• [YOUR GOAL]: Find the word "that" in the listing below, then return every line it appears in.

• [INFORMATION SUPPLIED]:
PR #385, opened 2023-02-18
Fixes #369

### LINKED ISSUE #369: returning value from try
The following Civet code...
```
function someFunction()
  return 5
let x = try someFunction()
```

... generates ...
```
function someThrowingFunction() {
  return 5;
}

let x = (() => {
  try {
    return someThrowingFunction();
  } catch (e) {}
})();
```

... which runs into the error `Not all code paths return a value.(7030)` because the catch block doesn't include `return undefined` or `return null`.

STRd6:
This adds implicit `return`/`results.push` inside implicit catch blocks.

A couple things to note:

- CoffeeScript doesn't push for implicit catch so we may want to call that out in the docs.
- Truly implicit returns may imply that `->` should become `function(){return}` but I'll need to think it through a bit before committing to such a thing.

### DIFF
--- a/source/parser.hera
+++ b/source/parser.hera
@@ -3350,28 +3350,53 @@ ImpliedColon
 TryStatement
   Try:t NoPostfixBracedOrEmptyBlock:b CatchClause?:c FinallyClause?:f ->
     if (!c && !f) {
+      const e = []
+      const emptyCatchBlock = {
+        type: "BlockStatement",
+        expressions: e,
+        children: ["{", e, "}"],
+        bare: false,
+        empty: true,
+      }
+
+      c = {
+        type: "CatchClause",
+        children: [" catch(e) ", emptyCatchBlock],
+        block: emptyCatchBlock,
+      }
+
       return {
         type: "TryStatement",
-        children: [t, b, " catch(e) {}"]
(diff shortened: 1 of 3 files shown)


edemaine (approved):
Looks great!

I don't see a harm in adding an implicit return to an empty function block, though it seems TypeScript doesn't care about that case. I've noticed `return` added already at the end of code lile this:

```coffee
function f
  if x
    5
```

...though I've never quite understood why. Maybe it was also to appease TypeScript?

STRd6:
The reason for the return after the `if` without an `else` is to prevent the "Not all code paths return a value" error from TS: https://www.typescriptlang.org/play?#code/G4QwTgBCBcUHYE8BQSBmBXOBjALgSwHs4JUAKASggG8kII8yRKa66wBTHdMYgRlogBfJIKA

Longer term as we sort out the blocks better I think we can converge the complicated switch statements into something slightly simpler by having nodes with blocks have them exposed as a key and an additional boolean `exhaustiveBlocks` to indicate if a trailing `push`/`return` is needed.

I think I'd prefer `->` to transpile to `function(){}` without the return for the sake of minimizing the output since it all seems to be the same to TS.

• [ANSWER SPACE]:
- CoffeeScript doesn't push for implicit catch so we may want to call that out in the docs.
- Truly implicit returns may imply that `->` should become `function(){return}` but I'll need to think it through a bit before committing to such a thing.
I don't see a harm in adding an implicit return to an empty function block, though it seems TypeScript doesn't care about that case. I've noticed `return` added already at the end of code lile this:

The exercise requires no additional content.